Do yall remember those makeup pallets sold at grocery stores or drug stores where you would get lippies, blushes, and eyeshadows. The pallet was like hot pink and el cheapo!
The eyeshadows looked like mini lipsticks stacked within them. They were such wierd colors and very waxy. I can still remember the smell lol.


----------



## mjalomo (Jul 30, 2007)

I started with Alexandra de Markoff and Borghese when I was a senior in high school.  I didn't wear makeup before that (except lipstick-Loreal), but my mom didn't want me to look so casual in my senior pictures.
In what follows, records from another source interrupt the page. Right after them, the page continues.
PR #606, opened 2026-08-13
feat: SigV4-signed s3:// reads, verified against independent implementations (#393 M2)

jdatcmd:
Milestone M2 of the #393 plan of record, on the merged M1 transport (#605). Design: `design/ISSUE_393_M2_SIGV4.md` (in this PR).

## What lands

- **SigV4 with zero new dependencies**: `pg_hmac`/`pg_cryptohash` (the primitives ChronicallyJD proved exported and correct on all five majors, without OpenSSL), four-HMAC key derivation cached per UTC day, hand-written UriEncode per AWS's own recommendation, Range signed on every GET.
- **`s3://bucket/key` becomes a handled scheme**, path-style against `AWS_ENDPOINT_URL` (http only until M3 — an https endpoint errors 0A000 naming M3, never a silent downgrade). Ambient credentials from the postmaster environment per the decided default; missing variables error **28000 naming the variable before any connection exists to fail differently**. 403 surfaces as 28000 with the server's XML `Code`; no error path ever carries a credential.

## The oracle: independent implementations must agree

- The fixture server **recomputes every signature with python stdlib `hmac`/`hashlib`** and refuses on mismatch — every green data check is a byte-for-byte cross-implementation agreement on the canonical request.
- The **Garage integration arm ran live** on the bench (`garage-26-04`, Garage v2.3.0): a real S3 implementation accepted our signatures and the differential oracle matched. 13/13.

## The removal proof that taught something

The first mutation (drop Range from the signed set) **stayed green** — correctly: a compliant verifier follows the client's own SignedHeaders list, so "we sign Range" is a promise no compliant server can falsify. The fixture is now deliberately stricter than AWS on exactly that point (403 `UnsignedRange` when a ranged request leaves Range unsigned), which turns the mutation red; a second mutation (misspell `aws4_request` in the key derivation) reds everything while the tamper arm stays green, which is correct since it expects refusal either way. Both proofs recorded in the commit.

## Suite mechanics worth a reviewer's eye

- Ambient credentials are postmaster state, so `objstore_s3_read.sh` **restarts its own cluster between environment phases** (none → full → https) rather than pretending env can change per-session.
- The percent-encoding arm reads a key with spaces in two path segments; an encoding disagreement cannot pass the verifier.
- `objstore_module.sh` updated where M2 changes pinned behavior by design: the unhandled-scheme probe graduates from `s3://` to `gs://` (with the next graduation documented in place), and the remote-error grep accepts the no-environment message. Caught by the sanitizer-gate run, which is the process working.

## Verification

- 12/12 on PG17 (my lane), PG18, PG19; 13/13 with the Garage arm.
- ASAN+UBSAN gate passes all three objstore suites.
- `-Wshadow -Werror` clean; M1 suite 18/18 unregressed.
- RED-first recorded: every arm failed 0A000 on main before implementation (the https arm passes vacuously pre-implementation — it asserts the same SQLSTATE for a different reason until s3 exists; the other eleven arms de-vacuate it).

Remaining on #393 after this: M3 (TLS), M4 (validator split + catalog options).

### DIFF
--- a/design/ISSUE_393_M2_SIGV4.md
+++ b/design/ISSUE_393_M2_SIGV4.md
@@ -1,0 +1,103 @@
+# Issue #393 M2: SigV4 signing and the s3:// scheme
+
+Design before code. M1 (merged, #605) established the transport: HTTP/1.1
+ranged GET/HEAD on a nonblocking socket, request count asserted. M2 adds AWS
+Signature Version 4 on the same transport and turns the `s3://` scheme on. TLS
+is M3; the validator split and catalog options are M4. This milestone stores
+nothing in any catalog.
+
+## Scope
+
+- `s3://bucket/key` reads, exact keys only (standing v1 scope), path-style
+  addressing, signed GET and HEAD.
+- **Endpoint from the environment**: `AWS_ENDPOINT_URL`, the SDK-standard
+  variable. M2 requires it to be an `http://` endpoint; an `https://` endpoint
+  errors "TLS arrives in M3" rather than silently downgrading, and an absent
+  endpoint errors with the variable named. Virtual-host addressing against
+  AWS's default endpoints is deferred with TLS, which it requires anyway.
+- **Ambient credentials only** (the decided default): `AWS_ACCESS_KEY_ID`,
+  `AWS_SECRET_ACCESS_KEY`, optional `AWS_SESSION_TOKEN`, region from
+  `AWS_REGION` else `AWS_DEFAULT_REGION`. All read from the backend's
+  (postmaster-inherited) environment at open time. Missing credentials or
+  region error before any connection is attempted, SQLSTATE 28000, naming the
+  variable. No `credential_process`, no `~/.aws` parsing, no IMDS: those are
+  the sharp edges the memo scoped out of ambient v1.
+
+## Signing (no new dependency)
+
+The primitives are `pg_hmac_*` and `pg_cryptohash_*`, exported on all five
+majors and proven working without OpenSSL on the issue (compiled, loaded, and
+checked against RFC 4231 and the AWS empty-payload constant). pgBackRest's
+complete implementation is 96 lines; ours is the same shape:
+
+- Canonical request: method; the canonical URI (our own `UriEncode` per AWS's
+  explicit recommendation, two encoders, path preserves `/`; the query string
+  is empty in M2 because exact-key GET/HEAD carries none); canonical headers
+  `host`, `range` (GET only), `x-amz-content-sha256`, `x-amz-date`, and
+  `x-amz-security-token` when a session token is present (alphabetical
+  already); the signed-headers list; the empty-payload hash constant
+  (`e3b0c442...`, reads send no body).
+- String-to-sign over the SHA-256 of the canonical request with scope
+  `date/region/s3/aws4_request`; `x-amz-date` from `pg_gmtime` +
+  `pg_strftime("%Y%m%dT%H%M%SZ")`.
+- Signing key derived by the four chained HMACs, cached per (day, region) for
+  the handle's lifetime so per-request cost is one HMAC, the pgBackRest shape.
+- The `Range` header is signed. Signing it costs nothing here (we sign per
+  request, not per cached signature, so the remote-signing cache concern from
+  #388 does not apply) and leaves no unsigned header a proxy could rewrite.
+
+## The oracle strategy: two independent implementations must agree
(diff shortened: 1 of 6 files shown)


OffgridwithJD (approved):
## Approve. Signer verified by reading, by the independent oracle, and by a reproduced removal proof; no credential leaks.

This is careful crypto. I read the SigV4 construction line by line against the
spec, then built the branch on **pg18a**, ran `objstore_s3_read` (**12/12**), and
reproduced the load-bearing removal proof on my own edit.

### The signer is correct on a close read

- **Canonical request** is well-formed: `method\nURI\n\n` (empty query),
  canonical headers each `name:value\n` in the emitted order, the blank
  separator, `SignedHeaders`, then the empty-payload hash. The `"\n%s\n%s"` tail
  gives exactly one trailing header newline plus the separator — correct, not
  off by one.
- **Signed-headers list is alphabetical and matches the canonical-header order**:
  `host;range;x-amz-content-sha256;x-amz-date;x-amz-security-token`
  (h<r<x, and within x-amz c<d<s), and the canonical block is emitted in the
  same sequence. The Range header is signed and the value in the signature
  (`bytes=X-Y`) is byte-identical to what M1 puts on the wire.
- **Key derivation** is the four chained HMACs with the right scope
  (`date/region/s3/aws4_request`), and the in-place `os_hmac256(k, ..., k)`
  reuse is safe: `pg_hmac_init` captures the key into ipad/opad before `final`
  writes the output buffer, so out==key does not corrupt the round.
- **String-to-sign**, `x-amz-date` (`YYYYMMDDTHHMMSSZ`), datestamp, and the
  empty-payload constant (`e3b0c442…`) are all as required. Path is single-
  encoded once and that same string is both signed and sent (correct for S3's
  no-normalize rule); path-style target is `/bucket/key`.

### The oracle is genuinely independent, and I reproduced the interesting proof

The fixture recomputes the signature with python stdlib `hmac`/`hashlib` and
`compare_digest` — a second implementation, not a call back into the C. I
dropped `;range` from the C signed set (and its canonical header) and reran:

```
FAIL  A: full scan s3 == local        (QUERY_ERROR)
FAIL  A: percent-encoded key s3 == local
FAIL  B: signing left the request arithmetic unchanged: got [2] want [28]
PASS  403: tamper bucket surfaces 28000
server log: ERROR: columnar: access to "s3://…" was denied (HTTP 403: UnsignedRange)
```

The signed-data arms red exactly as claimed, the tamper arm (refused either way)
stays green. Your framing on this is the right one: a compliant verifier can't
falsify "we sign Range" because it follows the client's SignedHeaders list, so
the fixture is deliberately stricter on that one point — and that is what makes
the mutation observable. Good instinct to make the fixture stricter than AWS
there rather than leaving the promise unprovable.

### Credentials do not leak — checked, not assumed

Grepped the full suite output for the secret: **zero occurrences**. The 403 path
carries only the server's `<Code>` element (`UnsignedRange` above), never the
credential; `os_require_env` and the errhint name the variable, not its value;
the secret appears only in the `AWS4…`-seed HMAC and the request headers, never
in a message, log line, or the request-count seam. The M1 open-ordering fix
(`dlist_push_head` before `os_resolve_s3`) is also right: a raise inside
resolution — missing env, https endpoint — leaves the handle on the cleanup list
so the resource-release callback frees it.

### One non-blocking note, for M4 not M2

`os_free_handle` `pfree`s the secret (and the `"AWS4"+secret` seed is pfree'd in
the signer) without an `explicit_bzero`, so the plaintext lingers in freed heap.
This is **moot in M2** — `AWS_SECRET_ACCESS_KEY` is in the postmaster
environment in cleartext by the ambient-credential design, so a process-memory
reader already has it via `/proc/self/environ`. Worth a wipe when M4 introduces
catalog-sourced credentials that are *not* already in the environment; today it
changes no threat model. Not a blocker.

I ran the suite and the removal proof on **pg18a only**, and I did not re-run the
PG17/19 arms, the ASAN+UBSAN gate, or the live Garage integration — I take the
PR's word on those, which is reasonable given its gate log. Note that the fixture
alone cannot catch a header-*ordering* bug (it follows the client's SignedHeaders
order rather than re-sorting); AWS-ordering compliance rests on your Garage
13/13, which I did not re-execute. The signer is correctly sorted by construction
as read, so I have no concern there — just marking where my evidence ends and
yours begins.

Approving on the read, the reproduced removal proof, the no-leak check, and the
green suite. Merge is jd's.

Then the Nakeds line from Ultima II came around and I owned that collection.  Then I went back to Borghese (for work) until I discovered MAC on Makeup Alley (which led me to Specktra).


----------



## ductapemyheartt (Jul 30, 2007)

since i just started this past february, it has always been mac.


----------



## LaChinita (Jul 30, 2007)

I started with a no-name brand e/s makeup kit my dad got me for my bday.  I actually only used that for a little bit because I was only 13 I think at that time and the colors were too bright!  Then when I got to high school I used CoverGirl too (I actually used this til I was about 18 or 19, I confess! Until I discovered MAC and NYX, which is a drugstore brand but IMHO is up to par in terms of pigmentation)  But anyway I stuck to neutrals at first.  Boring!


----------



## dmenchi (Jul 30, 2007)

clinique, shu  and stealing from my mom chanel & dior!!!
now i prefer MAc over shu bercause i live in the staates now, so they have stores everywhere


----------



## goodbyexxkitty (Jul 31, 2007)

My first eyeshadows were Maybelline, Smackers for lip stuff, Jane for foundation and mascara, and Covergirl for powder.


----------



## Twinkle_Twinkle (Jul 31, 2007)

Everyone is mentioning Bonne Bell and Lip Smackers and I just have to laugh.  I remember being in elementary school and wanting to collect all of the different Lip Smackers flavors (this was when you could get them at that store that was just like Icing, I think it was called Alternatives, or something,).  I guess I thought there was actually a difference between Chocolate Milk and Ginger Bread, 
	

	
	
		
		

		
			





.


----------



## astronaut (Jul 31, 2007)

I think my very very first "makeup" brand was lip smackers! They had those fun glittery yummy smelling lip balms. And glitter gels to that I'd slather on my arms and sometimes near my eyes/cheeks! Then I think it was that NYC roller lipgloss! Those smelled yummy. Makes me wanna go get some lol. My mom would also give me her lancome GWP samples that she didn't want. When I was in middle school I wore eyeliner and that was Lancome because my mom wore Lancome. I just had basic everyday same stuff makeup and I didn't get into serious makeup addiction until I found Urban Decay! Then I ventured off into other brands in Sephora from time to time but mostly just Urban Decay. It wasn't until recently did I really get into MAC, when the MAC store opened. It was then could I get the pallets. I vowed to stay loyal to MAC ever since since I got mad because I kept buying dupes in MAC that I had of another brand. If I stay with one brand, I'll remember what I already have. And since MAC has so many colours and is always coming out with new collections, it was a no brainier that that's the brand to stick with. Also i love their lipglasses and lipsticks, it's the only brand I'll use! I never really liked lipgloss and lipstick until I met MAC!!


----------



## Dark_Phoenix (Jul 31, 2007)

Clinique. 
Superbalanced Makeup in Breeze.
Lucky Clover blush.
Seashell Pink/Fawn Satin Eyeshadow Duo.

and the three step skincare system (which I still use!!). I love the brand still.


----------



## sigwing (Jul 31, 2007)

I loved the big Lip Smackers!

Y'all are too young to even remember this stuff, but I'd had a Corn Silk liquid foundation that was great, loved the smell & the application of it...hasn't been made in ages I don't think.  Then I had a Pond's blusher compact that had peach on one side & a highlighter powder on the other, a dual pan, and it was my favorite.  I had some Maybelline, CG, Avon...didn't care for the eyeshadows but always tried them.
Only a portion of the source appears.